=== MATERIAL SUPPLIED ===
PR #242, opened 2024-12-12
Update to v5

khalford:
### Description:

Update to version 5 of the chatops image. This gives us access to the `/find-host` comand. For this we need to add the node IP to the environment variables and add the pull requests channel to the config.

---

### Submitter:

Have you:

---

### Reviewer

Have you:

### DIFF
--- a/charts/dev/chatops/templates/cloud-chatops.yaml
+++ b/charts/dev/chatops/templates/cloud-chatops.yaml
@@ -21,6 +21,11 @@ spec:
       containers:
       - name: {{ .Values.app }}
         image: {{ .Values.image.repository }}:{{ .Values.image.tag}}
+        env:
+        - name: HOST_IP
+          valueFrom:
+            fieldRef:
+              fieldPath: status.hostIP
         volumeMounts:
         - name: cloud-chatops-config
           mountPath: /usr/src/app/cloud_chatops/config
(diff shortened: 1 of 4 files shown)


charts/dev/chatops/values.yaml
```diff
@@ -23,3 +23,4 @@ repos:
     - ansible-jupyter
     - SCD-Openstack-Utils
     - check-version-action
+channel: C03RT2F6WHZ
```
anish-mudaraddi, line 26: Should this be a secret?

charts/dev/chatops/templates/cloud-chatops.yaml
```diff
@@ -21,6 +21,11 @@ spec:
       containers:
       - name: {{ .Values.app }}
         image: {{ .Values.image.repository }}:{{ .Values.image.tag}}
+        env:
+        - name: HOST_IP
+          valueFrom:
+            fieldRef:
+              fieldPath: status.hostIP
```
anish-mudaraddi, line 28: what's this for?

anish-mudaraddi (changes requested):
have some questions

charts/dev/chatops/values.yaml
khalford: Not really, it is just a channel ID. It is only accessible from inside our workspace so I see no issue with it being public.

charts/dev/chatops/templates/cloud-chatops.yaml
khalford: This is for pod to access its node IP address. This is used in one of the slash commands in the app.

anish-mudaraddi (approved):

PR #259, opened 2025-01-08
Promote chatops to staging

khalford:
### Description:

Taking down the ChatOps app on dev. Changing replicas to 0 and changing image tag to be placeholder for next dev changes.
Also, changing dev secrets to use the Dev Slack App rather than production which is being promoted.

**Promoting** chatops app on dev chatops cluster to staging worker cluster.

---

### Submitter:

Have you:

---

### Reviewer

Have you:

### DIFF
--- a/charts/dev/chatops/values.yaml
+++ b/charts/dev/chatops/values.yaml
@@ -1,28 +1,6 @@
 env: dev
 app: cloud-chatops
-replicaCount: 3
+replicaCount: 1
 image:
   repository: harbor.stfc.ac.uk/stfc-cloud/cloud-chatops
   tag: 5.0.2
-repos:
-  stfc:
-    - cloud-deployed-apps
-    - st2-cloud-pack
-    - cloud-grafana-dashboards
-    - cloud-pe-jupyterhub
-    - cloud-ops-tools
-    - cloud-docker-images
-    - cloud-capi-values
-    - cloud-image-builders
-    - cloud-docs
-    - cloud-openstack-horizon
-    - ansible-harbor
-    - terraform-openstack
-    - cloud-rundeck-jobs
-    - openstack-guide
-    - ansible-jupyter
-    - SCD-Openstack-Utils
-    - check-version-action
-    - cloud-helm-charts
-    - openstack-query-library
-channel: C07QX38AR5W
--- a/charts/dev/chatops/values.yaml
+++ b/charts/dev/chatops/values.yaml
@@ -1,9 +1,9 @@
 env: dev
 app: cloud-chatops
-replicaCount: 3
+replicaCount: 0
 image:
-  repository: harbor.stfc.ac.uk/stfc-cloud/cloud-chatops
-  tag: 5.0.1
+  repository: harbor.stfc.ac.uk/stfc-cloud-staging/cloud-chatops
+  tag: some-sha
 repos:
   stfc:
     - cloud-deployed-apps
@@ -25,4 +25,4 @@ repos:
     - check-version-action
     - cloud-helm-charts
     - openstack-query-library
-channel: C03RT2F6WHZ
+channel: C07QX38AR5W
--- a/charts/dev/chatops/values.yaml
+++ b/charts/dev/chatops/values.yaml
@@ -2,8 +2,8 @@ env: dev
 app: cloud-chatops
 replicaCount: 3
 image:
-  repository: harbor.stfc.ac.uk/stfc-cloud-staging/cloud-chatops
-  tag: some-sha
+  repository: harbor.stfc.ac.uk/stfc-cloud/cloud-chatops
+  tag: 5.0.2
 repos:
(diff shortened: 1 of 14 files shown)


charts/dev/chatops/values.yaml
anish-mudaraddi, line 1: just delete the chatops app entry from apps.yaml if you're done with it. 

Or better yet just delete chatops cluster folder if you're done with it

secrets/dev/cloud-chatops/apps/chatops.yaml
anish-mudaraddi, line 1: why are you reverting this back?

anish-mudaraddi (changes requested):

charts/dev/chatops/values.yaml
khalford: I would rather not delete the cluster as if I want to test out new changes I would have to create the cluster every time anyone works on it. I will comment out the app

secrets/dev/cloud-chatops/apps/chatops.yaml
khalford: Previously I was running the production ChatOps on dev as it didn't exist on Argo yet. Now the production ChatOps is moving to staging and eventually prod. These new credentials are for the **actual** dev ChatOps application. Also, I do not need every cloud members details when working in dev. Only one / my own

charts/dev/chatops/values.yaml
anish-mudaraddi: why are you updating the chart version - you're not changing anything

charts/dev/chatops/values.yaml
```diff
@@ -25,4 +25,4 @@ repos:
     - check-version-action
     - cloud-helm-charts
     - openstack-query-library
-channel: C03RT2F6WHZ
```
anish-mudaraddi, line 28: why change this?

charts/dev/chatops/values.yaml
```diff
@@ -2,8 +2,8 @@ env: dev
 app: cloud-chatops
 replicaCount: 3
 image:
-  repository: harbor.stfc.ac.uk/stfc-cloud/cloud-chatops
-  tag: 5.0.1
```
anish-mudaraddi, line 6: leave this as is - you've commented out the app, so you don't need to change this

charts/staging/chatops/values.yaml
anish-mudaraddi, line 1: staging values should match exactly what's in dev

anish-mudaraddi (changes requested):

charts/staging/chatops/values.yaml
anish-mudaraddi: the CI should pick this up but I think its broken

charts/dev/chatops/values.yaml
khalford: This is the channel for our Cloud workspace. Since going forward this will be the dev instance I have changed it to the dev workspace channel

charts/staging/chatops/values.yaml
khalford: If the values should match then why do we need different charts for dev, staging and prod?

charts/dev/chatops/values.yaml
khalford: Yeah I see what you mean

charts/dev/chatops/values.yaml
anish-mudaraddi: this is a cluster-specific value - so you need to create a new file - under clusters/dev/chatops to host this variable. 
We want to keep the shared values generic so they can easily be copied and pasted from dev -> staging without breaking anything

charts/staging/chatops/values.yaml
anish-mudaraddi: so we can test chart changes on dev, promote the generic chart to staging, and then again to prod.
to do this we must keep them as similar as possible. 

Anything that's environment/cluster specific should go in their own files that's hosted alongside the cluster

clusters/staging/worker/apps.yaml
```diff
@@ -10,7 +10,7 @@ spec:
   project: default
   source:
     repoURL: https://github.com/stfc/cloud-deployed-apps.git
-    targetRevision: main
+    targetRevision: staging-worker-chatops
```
===
▶ EXERCISE OBJECTIVE
Once you have counted every line in the listing that holds the string "khalford", give that number and nothing else.

▶ YOUR RESPONSE
9